I also developed a custom C++ to Python bridge, which allows us to call Python module functions directly from our C++ game engine. This integration enabled me to implement a basic parse_music_file function in Python using the Librosa library. Additionally, I created a function that plays both the original song and a beep sound generated based on the extracted beat timestamps, which is useful for testing our beat detection.

On the UI side, I completed the menu scene and upload scene, and I set up placeholders for the settings and beat map editor UI. These components provide a solid foundation for our user interface and will be further integrated as the project progresses.

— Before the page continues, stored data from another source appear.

Issue #326, opened 2019-08-22
Remove C support for haplotypes and implement in Python


jeromekelleher:
There's no real point in having the C haplotype generator any more when we can replace it with some numpy code that'll be more-or-less as fast. It'll look something like:

```python
H = np.empty((ts.num_samples, ts.num_sites), dtype=np.int8)

for var in ts.variants():
    alleles = np.array(ord(allele) for allele in var.alleles) # Throw an error if allele isn't single char
    H[:, var.site.id] = alleles[var.genotypes]
for h in H:
    # Do some numpy trickery like we use in VCF to change to a utf8 encoded string
    yield numpy_trickery(h)
```

Then we can deal with missing data much more simply and can get rid of a bunch of repetitious C code.

hyanwong:
This might be obvious, but for "real data", we might well want `haplotypes()` to return full sequences, including non-variable sites. Otherwise we may get what looks like a contiguous DNA sequence out of a `haplotypes()` method, but which is actually a pasting together of only the variable sites. I've stupidly just been bitten by this.

At the moment I'm doing this in simulations by adding *all sites* into the tree sequence, including non-variable ones. But perhaps we (a) want to warn when producing a text string with integer site positions that are not incrementing by 1 unit each site and/or (b) have a haplotype-rendering method that takes a reference sequence and fills in the missing sites with data from the reference.

Obviously these points are only really valid for tree sequences with integerized site positions.

hyanwong:
I think we need to distinguish between (a) tree sequences that using the (msprime default) infinite sites mutation model and (b) tree sequences that have sites at integer positions (and hence probably use [finite mutation models](https://github.com/tskit-dev/msprime/issues/553) ). There are two possible ways to output haplotypes:

* Each haplotype is output as a 1D numpy array. This makes sense in both (a) and (b): we might want to (efficiently if possible) iterate over samples, producing "haplotypes" that are essentially the columns of the `genotype_matrix()` (i.e. an array of ints).

* Each haplotype is output as a string (i.e. a concatenated series of characters), in something like [FASTA](https://github.com/tskit-dev/tskit/pull/350) format. This is trickier. Firstly, we probably want to make each allele of the same number of characters (or, as we do at present, restrict this sort of output to only having 1-character alleles). Secondly, we will usually want to indicate that there are gaps between the sites: this is definitely the case for (b) and may be the case for (a) if we do not have all the integer sites in the sites table.

[...]

PR #350, opened 2019-08-29
Writing fasta files from tree sequences

marianne-aspbury:
I've written some code to cover integrating fasta output from tree sequences into tskit, following from issue https://github.com/tskit-dev/tskit/issues/338 and have included various tests for it.
Happy to hear feedback on this (e.g. @jeromekelleher, @hyanwong).

### DIFF
--- a/python/tskit/trees.py
+++ b/python/tskit/trees.py
@@ -31,6 +31,7 @@ import base64
 import warnings
 import functools
 import concurrent.futures
+import textwrap
 
 import numpy as np
 
@@ -2916,6 +2917,68 @@ class TreeSequence(object):
             sample_population = self.tables.nodes.population[samples]
             samples = samples[sample_population == population]
         return samples
+
+    def write_fasta(self, output, sequence_ids=None, wrap_width=60):
+        """
+        Writes haplotype data for samples in FASTA format to the
+        specified file-like object.
+
+        Default `sequence_ids` (i.e. the text immediately following ">") are
+        "tsk_{sample_number}" e.g. "tsk_0", "tsk_1" etc. They can be set by providing
+        a list of strings to the `sequence_ids` argument, which must equal the length
+        of the number of samples. Please ensure that these are unique and compatible with
+        fasta standards, since we do not check this.
+        Default `wrap_width` for sequences is 60 characters in accordance with fasta
+        standard outputs, but this can be specified. In order to avoid any line-wrapping
+        of sequences, set `wrap_width = 0`.
+
+        Example usage:
+
+        .. code-block:: python
+            with open("output.fasta", "w") as fasta_file:
+                ts.write_fasta(fasta_file)
+
+        This can also be achieved on the command line use the ``tskit fasta`` command,
+        e.g.:
+
+        .. code-block:: bash
+
+            $ tskit fasta example.trees > example.fasta
+
+        :param File output: The file-like object to write the fasta output.
+        :param list(str) sequence_ids: A list of string names to uniquely identify
+            each of the sequences in the fasta file. If specified, this must be a
+            list of strings of length equal to the number of samples which are output.
+            Note that we do not check the form of these strings in any way, so that it
+            is possible to output bad fasta IDs (for example, by including spaces
+            before the unique identifying part of the string).
+            The default is to output ``tsk_j`` for the jth individual.
+        :param int wrap_width: This parameter specifies the number of sequence
+            characters to include on each line in the fasta file, before wrapping
+            to the next line for each sequence. Defaults to 60 characters in
+            accordance with fasta standard outputs. To avoid any line-wrapping of
+            sequences, set `wrap_width = 0`. Otherwise, supply any positive integer.
+        """
+        # if not specified, IDs default to sample index
+        if sequence_ids is None:
+            sequence_ids = ["tsk_{}".format(j) for j in self.samples()]
+        if len(sequence_ids) != self.num_samples:
+            raise ValueError(
+                "sequence_ids must have length equal to the number of samples.")
+
+        wrap_width = int(wrap_width)
+        if wrap_width < 0:
+            raise ValueError("wrap_width must be a non-negative integer. "
+                             "You may specify `wrap_width=0` "
+                             "if you do not want any wrapping.")
+
+        for j, hap in enumerate(self.haplotypes()):
+            print(">", sequence_ids[j], sep="", file=output)
+            if wrap_width == 0:
+                print(hap, file=output)
+            else:
+                for hap_wrap in textwrap.wrap(hap, wrap_width):
+                    print(hap_wrap, file=output)
 
     def write_vcf(
             self, output, ploidy=None, contig_id="1", individuals=None,
--- a/python/tests/test_cli.py
+++ b/python/tests/test_cli.py
@@ -234,6 +234,32 @@ class TestTskitArgumentParser(unittest.TestCase):
         self.assertEqual(args.tree_sequence, tree_sequence)
         self.assertEqual(args.human, True)
 
+    def test_fasta_default_values(self):
+        parser = cli.get_tskit_parser()
+        cmd = "fasta"
+        tree_sequence = "test.trees"
+        args = parser.parse_args([cmd, tree_sequence])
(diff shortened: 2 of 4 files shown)


jeromekelleher:
Great stuff, thanks @marianne-aspbury. How about we go through this in person tomorrow?

marianne-aspbury:
Yep, sounds good, thanks

python/tskit/trees.py
```diff
@@ -2917,6 +2918,63 @@ def samples(self, population=None, population_id=None):
...
+    def write_fasta(self, output, sequence_ids=None, wrap_width=60):
+        """
+        Writes a fasta formatted file from tree sequence data to the
+        specified file-like object.
+
+        Default `sequence_ids` (i.e. the text immediately following ">") are
+        "tsk_{sample_number}" e.g. "tsk_0", "tsk_1" etc. They can be set by providing
+        a list of strings to the `sequence_ids` argument, which must equal the length
+        of the number of samples. Please ensure that these are unique and compatible with
+        fasta standards, since we do not check this (however, do not include the ">").
```
jeromekelleher: I think mentioning the ">" is confusing here; just leave it out I'd say.

python/tskit/trees.py
```diff
@@ -2917,6 +2918,63 @@ def samples(self, population=None, population_id=None):
...
+        Example usage:
+
+        .. code-block:: python
+            with open("output.fasta", "w") as fasta_file:
+                ts.write_fasta(fasta_file)
+
+        :param File output: The file-like object to write the fasta output.
+        :param list(str) sequence_ids: A list of string names to uniquely identify
+            each of the sequences in the fasta file. Ids will be printed after ">"
+            so you do not need to include this in the strings.
```
jeromekelleher: Delete this sentence I think --- mentioning ">" is confusing I think.

python/tskit/trees.py
```diff
@@ -2917,6 +2918,63 @@ def samples(self, population=None, population_id=None):
...
+            accordance with fasta standard outputs. To avoid any line-wrapping of
+            sequences, set `wrap_width = 0`. Otherwise, supply any positive integer.
+        """
+        # if not specified, IDs default to sample index
+        if sequence_ids is None:
+            sequence_ids = ["tsk_{}".format(j) for j in self.samples()]
+        if len(sequence_ids) != self.num_samples:
+            raise ValueError(
+                "sequence_ids must have length equal to the number of samples.")
+        if type(wrap_width) != int:
```
jeromekelleher: Good idea to check that these are integers, but this is a bit tricky (suppose the input was a numpy integer, e.g.). I'm tempted to let this fall through to ``text_wrap`` --- what happens if we provide a string or double to it?

python/tskit/trees.py
```diff
@@ -2917,6 +2918,63 @@ def samples(self, population=None, population_id=None):
...
+            raise TypeError("wrap_width must be a non-negative integer."
+                            "You may specify `wrap_width=0`"
+                            "if you do not want any wrapping.")
+        if wrap_width < 0:
+            raise ValueError("wrap_width must be a non-negative integer.")
+
+        for j, hap in enumerate(self.haplotypes()):
+            # if user doesn't want any wrapping need alt write method
```
jeromekelleher: As a matter of principle, it'd be nice to get rid of the duplicated code here. Also, I'm not sure about how well the "\n" s will work cross platform. This is a bit neater/safer (we avoid creating some intermediate strings here)
```
print(">", sequence_ids[j], sep="", file=output)
if wrap_width == 0:
     print(hap, file=output)
else:
    for hap_wrap in textwrap.wrap(hap, wrap_width):
        print(hap_wrap, file=output)
```

python/tskit/trees.py
jeromekelleher: I guess if we want to do it here, the canonical way would be to just convert to int:

```
wrap_width = int(wrap_width)
```
If it's not convertible to int, then it'll throw a type error as we want.

marianne-aspbury: Okay, fair enough, I just didn't think that the error output was very nice, it'll look like this if I get rid of the integer check.
image

python/tskit/trees.py
marianne-aspbury: Okay, thanks!

python/tskit/trees.py
marianne-aspbury: Ah this comment didn't load before, which approach do you think is better?

> 
> 
> I guess if we want to do it here, the canonical way would be to just convert to int:
> 
> ```
> wrap_width = int(wrap_width)
> ```
> 
> If it's not convertible to int, then it'll throw a type error as we want.

marianne-aspbury: For now I've just deleted the `raise TypeError()` part of the `write_fasta` function (but it's still in the tests). I can add something back in though

marianne-aspbury: now added `wrap_width = int(wrap_width)`

marianne-aspbury:
Added functionality for printing fastas on command line, pretty much copied directly from the vcf CLI code and all its tests.

hyanwong:
Sorry - I've not been following this. Note my reservations in https://github.com/tskit-dev/tskit/issues/326#issuecomment-524312997 about making sure that FASTA files (and haplotypes in general) output non-variable sites, at a minimum with a dot, but possibly filling in via a reference genome.

petrelharp:
I don't think we're ready to deal with invariant sites yet, @hyanwong - to do that we need to distinguish tree sequences with integer positions and a reference sequence from the current infinite-sites notions. I'm in favor of doing this, but it shouldn't get in the way of this effort.

jeromekelleher:
> I don't think we're ready to deal with invariant sites yet, @hyanwong - to do that we need to distinguish tree sequences with integer positions and a reference sequence from the current infinite-sites notions. I'm in favor of doing this, but it shouldn't get in the way of this effort.

Agreed. Let's consider what we can do as a stopgap for finite sites as part of #326 (without changing the default behaviour; we don't break people's code). We can then decide what the final semantics of the fasta function should be in #353 (tagged as a 0.2.3 release issue so we don't forget about it).

Let's get this PR finished up and merge first though.

hyanwong:
> I don't think we're ready to deal with invariant sites yet, @hyanwong

We've constructed tree sequences with a site at each integer position, but many sites without mutations. Isn't that the same as an invariant site? But I guess this might be though of as a bit of a hack.

python/tskit/trees.py
```diff
@@ -33,6 +33,7 @@
 import concurrent.futures
 
 import numpy as np
+import textwrap
```
jeromekelleher: textwrap is part of the standard library, so it belongs in the first group of imports.

python/tskit/trees.py
```diff
@@ -2917,6 +2918,68 @@ def samples(self, population=None, population_id=None):
             samples = samples[sample_population == population]
         return samples
 
+    def write_fasta(self, output, sequence_ids=None, wrap_width=60):
+        """
+        Writes a fasta formatted file from tree sequence data to the
```
jeromekelleher: This assumes that the user knows what a fasta is. How about something like "Writes haplotype data for samples in FASTA format to the specified file-like object".

python/tskit/trees.py
```diff
@@ -2917,6 +2918,68 @@ def samples(self, population=None, population_id=None):
...
+        # if not specified, IDs default to sample index
+        if sequence_ids is None:
+            sequence_ids = ["tsk_{}".format(j) for j in self.samples()]
+        if len(sequence_ids) != self.num_samples:
+            raise ValueError(
+                "sequence_ids must have length equal to the number of samples.")
+
+        wrap_width = int(wrap_width)
+        if wrap_width < 0:
+            raise ValueError("wrap_width must be a non-negative integer."
```
jeromekelleher: Need some spaces at the end of these strings here (look at the string that is printed out, the words will be mushed together)

marianne-aspbury:
> 
> 
> Looks great, thanks @marianne-aspbury! Some very minor comments above --- we're ready to merge after these are addressed and the branch is rebased to bring it up to date.

Thanks @jeromekelleher, I've fixed these now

On Friday, I conducted our weekly meeting with the team as usual. I demonstrated the current state of the game, showing the UI scenes and explaining my implementation of the game engine. I also helped team members set up their development environments by ensuring all necessary dependencies were installed. During the meeting, I discussed with Lucas how he might leverage our existing UI components—or use the SFML sprite system—to implement the game scenes and scoring system. I also took the opportunity to test Michelle’s audio processing algorithms within the game engine.

Overall, it was a productive week with substantial progress in both UI development and audio processing integration, setting us on a good path toward our project goals. For the next few weeks I will be working on implementing the beatmap editor for our game.